Home < Documentation < Nightly < Modules < GrowCutSegmentation


For the latest Slicer documentation, visit the read-the-docs.


Introduction and Acknowledgements

This work is part of the National Alliance for Medical Image Computing (NAMIC), funded by the National Institutes of Health through the NIH Roadmap for Medical Research, Grant U54 EB005149. Information on the National Centers for Biomedical Computing can be obtained from National Centers for Biomedical Computing.

Authors: Harini Veeraraghavan, Jim Miller

Contact: veerarag@ge.com

Module Description

Grow Cut Segmentation is a competitive region growing algorithm using cellular automata. The algorithm works by using a set of user input scribbles for foreground and background. For N-class segmentation, the algorithm requires a set of scribbles corresponding the N classes and a scribble for a don't care class.

The algorithm executes as follows: Using the "user input scribbles", the algorithm automatically computes a region of interest that encompass the scribbles. It is important that the scribbles do not include a single voxel out of your region of interest as the seeding is sensitive and will not respond well to outliers.

Next, the algorithm iteratively tries to label all the pixels in the image using the label of pixels in the user scribbled portions of the image.

The algorithm converges when all the pixels in the ROI are labeled, and no pixel can change it's label any more.

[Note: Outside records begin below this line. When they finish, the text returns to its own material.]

PR #610, opened 2016-08-28
Fix coverage

neusdan:


cordney:
Seems this change didn't help, though for others it worked. What else could be the reason?

neusdan:
should be fixed now :-)

cordney:
Nice, thanks! So this was because the new lcov version required an absolute path instead of a relative one?

randombit:
Thanks for digging into this

PR #623, opened 2016-09-03
Address issue #477

randombit:
See #477 for rationale.

This turned out to be easier than I expected. I do not think this change breaks many applications, though it is possible someone is using `AES_128_NI` or the like directly (rather than via `BlockCipher::create`).


webmaster128:
Is there still a way to debug the implementations? I.e.

1. Get a list of all compiled implementations of a given algorithm
2. Get runtime information about which implementation is used

Both work fine in the current library.

randombit:
If an application was especially curious it could still detect (say AES-SSSE3) by checking for the BOTAN_HAS_AES_SSSE3 macro plus the runtime CPUID bit, but the actual entry point is not exposed and outside of CPUID bit hackery there is no way to force a particular implementation to be used.

I'm not happy about losing the visibility on testing/perf that results from this change, and truly this PR is only safe when assisted by a very large CI matrix (but we have that now). I do not make tradeoffs of such qualities lightly, but in this case it allows a safer to use API that works more in line with what a developer will expect.

For an application developer or end user, I think they will always want to use the fastest/safest version. So this change seems like a strict improvement for them, AFAICT.

webmaster128:
Couldn't aes.h provide those information?

```
static std::vector<std::string> AES_128::implementations()
static std::string AES_128::default_implementation()
```

From there it should not be too hard to explicitly choose an implementation in the AES_128 constructor.

The implementation type might be string as right now, or change to an enum.

randombit:
It could, but afaict such functionality is literally only useful for testing. In which case, it seems better to instead be able to annotate a set of tests to indicate that they should be run multiple times. For example, putting something like this in aes.vec

```
#cpuid aesni ssse3
```

would indicate to the tests that these cpuid flags are special to this implementation, and run each test 3 times, once with AES-NI CPUID bit set, once with SSSE3 CPUID bit set, and once with neither bit set.

This would also allow testing code like GCM which already does not provide any way to access both versions (if CLMUL bit is set, that implementation is always used).

Is there some reason I am not thinking of (other than tests) that any code would want to pick a particular implementation, versus always using whatever is fastest on that platform? It seems like this otherwise just complicates the API; we are asking the developer a question, but there is only one right answer, which we already know... so why ask?

webmaster128:
> Is there some reason I am not thinking of (other than tests) that any code would want to pick a particular implementation, versus always using whatever is fastest on that platform? It seems like this otherwise just complicates the API; we are asking the developer a question, but there is only one right answer, which we already know... so why ask?

I am only interested in asking, which implementation is used. I don't want to implement it via cpuid because I don't want to duplicate the decision logic (which might change). We recently added AES-NI to the build and it was just good to be able to double check, which machines did pick up which implementation.

randombit:
> I am only interested in asking, which implementation is used. I don't want to implement it via cpuid because I don't want to duplicate the decision logic (which might change).

That makes sense. That is easier to solve IMO, add `std::string T::provider() const` which returns "base" most of the time but for implementations with special handling, returns an appropriate string "sse2", "avx2" or the like. This would effectively mirror the `provider` argument to `T::create` as it is used now (in master).

randombit:
Rebased to pick up ChaCha SSE2 from master, added T::provider in 04bf8dc

webmaster128:
:+1: Could we make the return type std::string?

randombit:
I think this branch is ready to merge. Already I am happy with adding the CPUID overloading to tests, which allows testing both paths of the GCM multiply (clmul vs normal) which was not possible. It will also be useful when testing future AVX2 or ADX based BigInt optimizations.

randombit:
This is ready to go except for a persistent test failure only on the ARM32 cross compile/qemu build:

```
...
Curve25519 scalarmult ran 18 tests in 73.07 msec all ok
terminate called after throwing an instance of 'Botan::Provider_Not_Found'
  what():  Could not find provider 'openssl' for DH
qemu: uncaught target signal 6 (Aborted) - core dumped
```

I have been unable to replicate the problem so far with a native build. Added 4266b51 to help debug, that try/catch should have been there anyway.

PR #624, opened 2016-09-04
Call base class assignment operator in X509_Certificate

cordney:
`X509_Certificate::operator=()` did only copy private members, but not that of the `X509_Object` base class. That resulted in zombie certificates in the following use case:

```cpp
X509_Certificate cert1( "cert1.crt" );
X509_Certificate cert2( "cert2.crt" );

cert1 = cert2;
// congrats, cert1 now has subject, issuer and extensions from cert2, but signature still from cert1!
```

Fixed by calling the base class, that is `X509_Object` assignment operator from within `X509_Certificate`'s assignment operator. Turns out we recently added unit tests for this assignment operator, but the test was wrong. Fixed it too and got a test failure, with the production code fix it's green now.

### DIFF
--- a/src/lib/cert/x509/x509cert.cpp
+++ b/src/lib/cert/x509/x509cert.cpp
@@ -89,6 +89,7 @@ X509_Certificate& X509_Certificate::operator=(const X509_Certificate& other)
       }
    else
       {
+      X509_Object::operator=(other);
       m_subject = other.m_subject;
       m_issuer = other.m_issuer;
       m_self_signed = other.m_self_signed;
--- a/src/lib/cert/x509/x509cert.cpp
+++ b/src/lib/cert/x509/x509cert.cpp
@@ -72,33 +72,6 @@ X509_Certificate::X509_Certificate(const std::vector<byte>& in) :
    do_decode();
    }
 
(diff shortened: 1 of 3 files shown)


randombit:
Nice find, thank you.

`X509_Certificate::operator=` seems to just member-wise copy the elements - could it instead a `= default` compiled generated version?

cordney:
Good idea, I tested successfully with both a `= default` assignment op and copy constructor and with not declaring them at all. Which solution do you prefer?

neusdan:
AFAIK best praticse is to declare all or none of the special member functions

cordney:
@neusdan That's what I had in mind for the second solution.

cordney:
We could also remove the `private` declaration and definition of the default constructor, which is not auto-generated by the compiler anyway.

randombit:
@cordney I prefer explicit  `default` declarations because it is then clear to the reviewer that the operator= (or whatever) is intentionally defined, rather than leaving them to wonder if perhaps the operator simply happens to exist by accident due to the original programmer forgetting to make the type explicitly non-copyable.

I think the private default constructor might be used by friends like `X509_CA`, not sure.

cordney:
@randombit Updated the merge request accordingly.

PR #625, opened 2016-09-05
Remove Algo_Registry/static initialization from pubkey code

randombit:
WIP but posting for comments. Instead of going through the algo_registry, you get an object suitable for a particular operation (encryption, signing, ...) by asking the key directly. There isn't any user visible change as a result of this.

A major change here is it is no longer possible to eg register a new RSA operation at runtime. Instead the base type will have to know about it; there is a basic sketch in the RSA code for openssl. I don't view this as a huge problem in practice because the only thing it really effects is someone writing an out of tree custom operation for an existing key type.

This code also adds a rng to each function creating a PK operation. In the current iteration this parameter is universally ignored but it will be used for setting up blinding or other per-operation randomizations, and to avoid having to break API right now pubkey.h just passes `system_rng` all the time. This will change before merge, and instead the caller will be forced to provide an RNG here (+ adding deprecated compatibility constructors which pass `system_rng`, for systems with `system_rng`)

This is step 2/N towards removing use of static initialization in the library.


randombit:
TODO: ECIES is disabled in the build. It does funny things with the key type.
TODO: PKCS 11 ECDH cofactor mode is missing, needs to take the mode from `params`
TODO: fix the RNG hack in pubkey.cpp, update pubkey.h API, update tests
TODO: use app-provided RNG in `Blinder`

randombit:
With a40ea20 this should be ready to go (or at least for review). There is more work to do along these lines, notice for instance when encrypting we require an RNG now both during setup of the PK_Encryptor and for each encryption operation. I will approach that issue in a later PR, since this one is already large and that change would have a lot of implications for the tests.

I will probably rebase before merging, otherwise not expecting any more changes.

randombit:
Despite my previous comment, some further changes in 31506d8:

- In most cases `provider` was being ignored, now instead check for explicit values we know about (using empty to indicate 'choose a default') or else throw an exception. This better matches the current behavior.

- Changed (back) PK_Verifier to not consume an RNG. Since the operation is public, it does not require blinding or the like, and at least all existing algos are deterministic (AFAICT no signature scheme with a probabilistic verification algorithm has been defined, or at least is not in common use). In all cases the existing code ignored the value provided.

randombit:
This is ready to go except for a persistent test failure only on the ARM32 cross compile/qemu build:

```
...
Curve25519 scalarmult ran 18 tests in 73.07 msec all ok
terminate called after throwing an instance of 'Botan::Provider_Not_Found'
  what():  Could not find provider 'openssl' for DH
qemu: uncaught target signal 6 (Aborted) - core dumped
```

I have been unable to replicate the problem so far with a native build. Added 4266b51 to help debug, that try/catch should have been there anyway.

randombit:
Modulo the strange (but consistent) test failure on the arm32 Linux cross build, this is ready to go IMO. I'm hoping 4266b51c helps debug the test failure.

@neusdan @cordney any comments on this branch? Does my change to PKCS11 ECDH cofactor handling seem OK to you?

cordney:
+1, especially for forwarding the user-defined RNG& to the blinder. Apart from that, do the new `create_xxx_op()` functions really need to be `public` on `PrivateKey` and `PublicKey`?  Is there any use case for a typical Botan user?

cordney:
On PKCS11 I cannot really judge, I'd need to hear @neusdan's opinion.

randombit:
I don't forsee any typical user needing these functions (continuing to use pubkey.h as the documented pubkey interface), but I didn't see any way for them to be `private` without forcing *each* public/private key type to `friend` all appropriate PK_xxx classes which IMO is a lot of work/maint just to prevent someone from doing something mostly harmless.

It was not obvious from the header that these functions were not for typical app use, added a warning in 7830a77

Another option which would completely prevent use of these functions is to make pk_ops.h an internal only header - then applications could call `create_encryption_op` but could not do anything with the resulting pointer because the declaration of the type would not be available.

Thinking about our public API as part of our technical debt (by making an API public, we promise not to break it, or at least do our best - and each promise like that we make incrementally adds more work for maintenance over time), minimizing the size of the public API where possible is always sound and so internaling pk_ops.h now seems like a good idea anyway - it is new in 1.11, not documented, not used directly by either cli or tests, and doesn't expose any new functionality not available through pubkey.h. Why promise to maintain that interface, if we don't have to?

So, I'll update this PR to also hide pk_ops.h from the public API

Doing a quick scan of all the exported headers only `gf2m_small_m.h` and `polyn_gf2m.h` from McEliece, and maybe `pow_mod.h` seemed likely candidates for being made internal only in the same way. I will deal with those in a later PR.

randombit:
Also I have no idea what's up with the persistent failure on ARM32 - std::terminate is being called due to an uncaught exception, despite multiple try/catch blocks that should match.

As best I can tell the throw is originating from the DH KAT tests. test_pubkey.cpp attempts to explicitly create an "openssl" instance (along with "base") so all versions can be tested, but in these builds OpenSSL was not built into the library. So the library throws an exception, which the test runner expects since openssl is not always available and it creates the PK_xxx object in a try/catch block. But on ARM32 the exception is not caught and the process terminates completely. I tried changing the exception to be exactly of type `Lookup_Error` instead of a subclass, as I have in the past seen issues like this regarding catching exceptions thrown across a shared library boundary. But that was a long time ago and I thought it was a resolved issue, in any case that did not fix it and not even the last ditch `catch(...)` in main seems to trigger.

The crash is entirely consistent and I'm out of ideas for debugging it via CI, which means I'll need to get an Ubuntu VM setup up to figure out what the ### is going on and merging this PR is blocked until then.

randombit:
After upgrading qemu in CI, the inexplicable crash seems to have gone away. I am going to chalk it up to a qemu bug. I still need to internal pk_ops.h

randombit:
Good to merge here I think, both CI failures for 97339a6 were the still undiagnosed occasional FFI test failure

Issue #619, opened 2016-09-01
TLS server does not honor TLS signature_algorithms extension


jurajsomorovsky:
According to the TLS 1.2 spec, the server should reject a connection if the SignatureAndHashAlgorithm extension does not contain appropriate algorithms (https://tools.ietf.org/html/rfc5246#section-7.4.3):

```
   If the client has offered the "signature_algorithms" extension, the
   signature algorithm and hash algorithm MUST be a pair listed in that
   extension.  Note that there is a possibility for inconsistencies
   here.  For instance, the client might offer DHE_DSS key exchange but
   omit any DSA pairs from its "signature_algorithms" extension.  In
   order to negotiate correctly, the server MUST check any candidate
   cipher suites against the "signature_algorithms" extension before
   selecting them.  This is somewhat inelegant but is a compromise
   designed to minimize changes to the original cipher suite design. 
```

Botan TLS server does not honor the list of algorithms offered in this extension. If the extension contains, for example, SignatureAndHashAlgorithm `ANONYMOUS-SHA512`, it is still possible to execute a correct TLS handshake with the `TLS_ECDHE_RSA_WITH_AES_128_CBC_SHA` cipher suite.

To reproduce this issue, generate an RSA key pair and start the Botan server with:

```
openssl` genpkey -algorithm RSA -out rsa2048.pem -pkeyopt rsa_keygen_bits:2048
openssl req -key rsa2048.pem -new -x509 -days 365 -out rsa2048.crt
./botan tls_server rsa2048.crt rsa2048.pem --port=4433
```

Download TLS-Attacker 1.1 (https://github.com/RUB-NDS/TLS-Attacker/releases/tag/v1.1) and start it with the following command:

```
java -jar TLS-Attacker-1.1.jar client -workflow_input invalid-ssh-algorithm.txt -connect localhost:4433
```

with the following handshake configuration file:
[invalid-ssh-algorithm.txt](https://github.com/randombit/botan/files/450870/invalid-ssh-algorithm.txt)

As you will see, the Botan server ignores the SignatureAndHashAlgorithm extension ( with `ANONYMOUS-SHA512`) and uses `RSA-SHA1` for ServerKeyExchange signing.

According to the specification the server should reject the connection.
Please note that this is rather a compatibility issue. Note also that with TLS1.1 and 1.0, the server should behave differently.

See also the wireshark trace, where the ClientHello and ServerKeyExchange message contents are displayed:
[...]

PR #630, opened 2016-09-21
TLS Server should respect client signature_algorithms

randombit:
Should address GH #619 but needs more testing.

### DIFF
--- a/src/lib/tls/msg_client_hello.cpp
+++ b/src/lib/tls/msg_client_hello.cpp
@@ -80,24 +80,26 @@ Client_Hello::Client_Hello(Handshake_IO& io,
                                     client_settings.srp_identifier() != "")),
    m_comp_methods(policy.compression())
    {
+   BOTAN_ASSERT(policy.acceptable_protocol_version(client_settings.protocol_version()),
+                "Our policy accepts the version we are offering");
+
+   /*
+   * Place all empty extensions in front to avoid a bug in some sytems
+   * which reject hellos when the last extension in the list is empty.
+   */
    m_extensions.add(new Extended_Master_Secret);
+   m_extensions.add(new Session_Ticket());
+   if(policy.negotiate_encrypt_then_mac())
+      m_extensions.add(new Encrypt_then_MAC);
+
    m_extensions.add(new Renegotiation_Extension(reneg_info));
    m_extensions.add(new Server_Name_Indicator(client_settings.hostname()));
-   m_extensions.add(new Session_Ticket());
-   m_extensions.add(new Supported_Elliptic_Curves(policy.allowed_ecc_curves()));
-
-   if(m_version.supports_negotiable_signature_algorithms())
-      m_extensions.add(new Signature_Algorithms(policy.allowed_signature_hashes(),
-                                                policy.allowed_signature_methods()));
-
-   if(m_version.is_datagram_protocol())
-     m_extensions.add(new SRTP_Protection_Profiles(policy.srtp_profiles()));
 
    if(reneg_info.empty() && !next_protocols.empty())
       m_extensions.add(new Application_Layer_Protocol_Notification(next_protocols));
-   
-   if(policy.negotiate_encrypt_then_mac())
-      m_extensions.add(new Encrypt_then_MAC);
+
+   if(m_version.is_datagram_protocol())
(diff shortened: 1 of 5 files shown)


cordney:
Tested again with TLS Attacker and two things are definitely fixed: ANON is rejected in SignatureAndHashAlgorithms and it respects the signature algorithm with regard to both ciphersuite AND signature algorithm. Two problems remain though:

1) the requested hash algorithm is still ignored (only signature algos from the extension are honored)
2) server chains with mixed signature algos are not handled

For 1), I could test this with @jurajsomorovsky's TLS Attacker again as he mentioned in #619. Regardless of which hash algorithm TLS Attacker sends, let it SHA-1 or SHA-512, the tls_server always sends the rsaWithSha256 certificate.

For 2), TLS 1.2 (in contrast to TLS 1.1) explicitly allows mixed signature+hash algorithm chains:

```
RFC 5246, 7.4.2
   If the client provided a "signature_algorithms" extension, then all
   certificates provided by the server MUST be signed by a
   hash/signature algorithm pair that appears in that extension.  Note
   that this implies that a certificate containing a key for one
   signature algorithm MAY be signed using a different signature
   algorithm (for instance, an RSA key signed with a DSA key).  This is
   a departure from TLS 1.1, which required that the algorithms be the
   same.  Note that this also implies that the DH_DSS, DH_RSA,
   ECDH_ECDSA, and ECDH_RSA key exchange algorithms do not restrict the
   algorithm used to sign the certificate.  Fixed DH certificates MAY be
   signed with any hash/signature algorithm pair appearing in the
   extension.  The names DH_DSS, DH_RSA, ECDH_ECDSA, and ECDH_RSA are
   historical.
```

randombit:
> Regardless of which hash algorithm TLS Attacker sends, let it SHA-1 or SHA-512, the tls_server always sends the rsaWithSha256 certificate.

Wow, I had completely missed this in the TLS spec, what a dumb idea to conflate the issue of which algorithms to use during the handshake happening now with those which were used (by several different parties at points in the past) to sign the cert chain. I don't think that's a good idea. It seems like many other implementations also ignores this RFC requirement - if I set `signature_hashes=SHA-512` many servers reply with certs signed with SHA-256 or even SHA-1, but correctly authenticating using a RSA/SHA-512 signature. (Though a few reply authenticating with SHA-1 or SHA-256 signatures instead)

Anyway, given the server can send either the RSA/SHA-256 cert chain it has or just give up and send an alert, it might as well send the certs and let the client decide - no point in any change there. On the client side, verifying which hashes were seen during certificate verification can be performed by an application overriding `Credentials_Manager::verify_certificate_chain` and examining the result of `Path_Validation_Result::trusted_hashes()` after verification.

I'm skeptical of making that the default check though, because it effectively forces us to allow SHA-1 *during the handshake* simply because many certs are historically signed with SHA-1, which means a MITM who can break SHA-1 can probably attack our handshake. Even if SHA-1 remained disabled by default, in practice most applications would be forced to allow it to deal with existing SHA-1 cert chains. [this is bad]

cordney:
Ha, good point. @jurajsomorovsky what do YOU think?

jurajsomorovsky:
I think if you want to enforce usage of, for example, RSA-SHA256 you have to do this in all algorithms used to authenticate the handshake. Otherwise, your security breaks to the least secure crypto algorithm.

Especially when we are considering usage of signature algorithms in certificates and TLS handshakes, breaking a signature algorithm in a certificate is easier, because:
- it is static and you have to do this only once (vs. a TLS handshake dynamic signature generation where you have to perform active MitM attacks) 
- in a TLS authentication (especially in 1.2 server authentication) you have not that much freedom to construct collisions, in comparison to certificates.

Given an attacker can break SHA-1, he would probably rather attack the server certificate than attack one of the TLS handshakes. This is easier. Therefore, if you want to achieve a specific security level with the used signature and hash algorithms, you have to check the algorithms in certificates as well. Allowing insecure certificate algorithms but forcing secure ServerKeyExchange signatures makes not that much sense to me.

I think the most relevant reference would be the recent SLOTH attack: https://www.internetsociety.org/sites/default/files/blogs-media/transcript-collision-attacks-breaking-authentication-tls-ike-ssh.pdf

randombit:
Good points. I'm going to merge this PR as it stands as an improvement to master, but leave #619 open to track enforcing the restrictions on the cert chain by the client.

Individual pixels are labeled by computing a weighted similarity metric of a pixel with all its neighbors, where the weights correspond to the neighboring pixel's strength. The neighbor that results in the largest weight greater than the given pixel's strength, confers its label to the given pixel. After the segmentation, the user can edit the segmentation by providing additional gestures in the image as illustrated in the figure below.


Similar Effects

See also the Fast GrowCut documentation. This is a fast version of the GrowCut algorithm. It is downloadable in the Extension Manager, thus requires memory.

References

  • V. Vezhnevets and V. Konouchine, "GrowCut - Interactive multi-label N-D image segmentation", in Proc. Graphicon, 2005. pp. 150--156.